Copyright © 2014, 2015 Albert Meroño Peñuela, DANS / VU University Amsterdam
Linked Edit Rules: a methodology to publish, link, combine and execute edit rules on the Web as Linked Data to verify consistency of statistical datasets.
See http://www.linkededitrules.org/
Statistical offices have many procedures to make sure that statistical datasets they release are in good shape. One of such procedures are edit rules. Edit rules check automatically the consistency of a dataset. For instance, some are written to detect records with forbidden values (e.g. age can never be negative), while others are written to detect odd data behaviour (e.g. height should follow a normal distribution). These rules are rarely released to the public, which makes re-executing them out of the statistical office difficult. But even if they are, it's complicated to retrieve them and adapt them to each specific statistical dataset.
With this effort we make edit rules available as Linked Data, and we call them Linked Edit Rules (LER). This means that any edit rule can be published in RDF on the Web as a LER, de-referenced and potentially used to check consistency of any data explicitly constrained by the edit rule. We showcase this with QBsistent, a demo that shows how these Linked Edit Rules can be used to customize a reasoning engine (Stardog) and check the consistency of arbitrary data in RDF Data Cube.

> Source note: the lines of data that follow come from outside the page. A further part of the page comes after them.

PR #1314, opened 2017-09-12
Keep search terms until a new page is loaded triggered by a user gesture. (#1304)

pocmo:
@ekager Does this make sense?

With that we keep displaying the search term until the user has loaded a new page after clicking something etc. It looks like with that we can remove the code in the UrlInputFragment. We would loose the ability to navigate back to a search page and then display the search terms again - but I guess that's fine...

### DIFF
--- a/app/src/webkit/java/org/mozilla/focus/webkit/FocusWebViewClient.java
+++ b/app/src/webkit/java/org/mozilla/focus/webkit/FocusWebViewClient.java
@@ -5,34 +5,22 @@
 package org.mozilla.focus.webkit;
 
 import android.content.Context;
-import android.content.pm.PackageInfo;
-import android.content.pm.PackageManager;
-import android.content.res.Resources;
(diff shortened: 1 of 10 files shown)


ekager:
Yeah I think this makes sense!

app/src/webkit/java/org/mozilla/focus/webkit/FocusWebViewClient.java
```diff
@@ -119,7 +104,7 @@ public void onLoadResource(WebView view, String url) {
     }
 
     @Override
-    public WebResourceResponse shouldInterceptRequest(WebView view, WebResourceRequest request) {
+    public WebResourceResponse shouldInterceptRequest(WebView view, final WebResourceRequest request) {
```
sputnikci: \[PMD\] INFO: The method 'shouldInterceptRequest' has a Cyclomatic Complexity of 6\.

PR #1316, opened 2017-09-13
Fix typo error in comment

djKooks:
Fixed simple typo error `localised` in comment. Please look on.


pocmo:
This is not a typo as such - just the difference between British and American English. Afaik this was written by @ahunt... so I guess this was done on purpose. :)

djKooks:
@pocmo Oh, sorry. Thanks for your comment! I was just wondering that Activity class name is started with `Localized` but comment is written as `localised`.

PR #1355, opened 2017-09-21
Should check for isClickable(), not exists()

npark-mozilla:


npark-mozilla:
Sorry about this oversight.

More details are avaialable at http://www.linkededitrules.org
On this repository:
Directory: data
Contains the following:
- Examples of edit rules as used by statistical offices
- A conversion of the example edit rules as Linked Edit Rules
- Examples of statistical data where these edit rules can be tested
- A conversion of these examples to RDF Data Cube, the Linked Data vocabulary for statistical data
- Macro-edits (i.e. rules that checks statistical properties over all dataset records) as Linked Edit Rules
- Randomly generated synthetic data with QBrand to be checked using LER
- Census domain Linked Edit Rules, of constraints that general census data have to fulfill
Directory: src
Contains the implementation of:
- QBsistent: an automatic consistency checker of statistical datasets using Linked Edit Rules, built on top of Stardog
- QBrand: an automatic generator of artificial RDF Data Cubes with intentional errors (to be found using LER)
Directory: vocab
Contains the RDF description of the vocabulary terms used by Linked Edit Rules.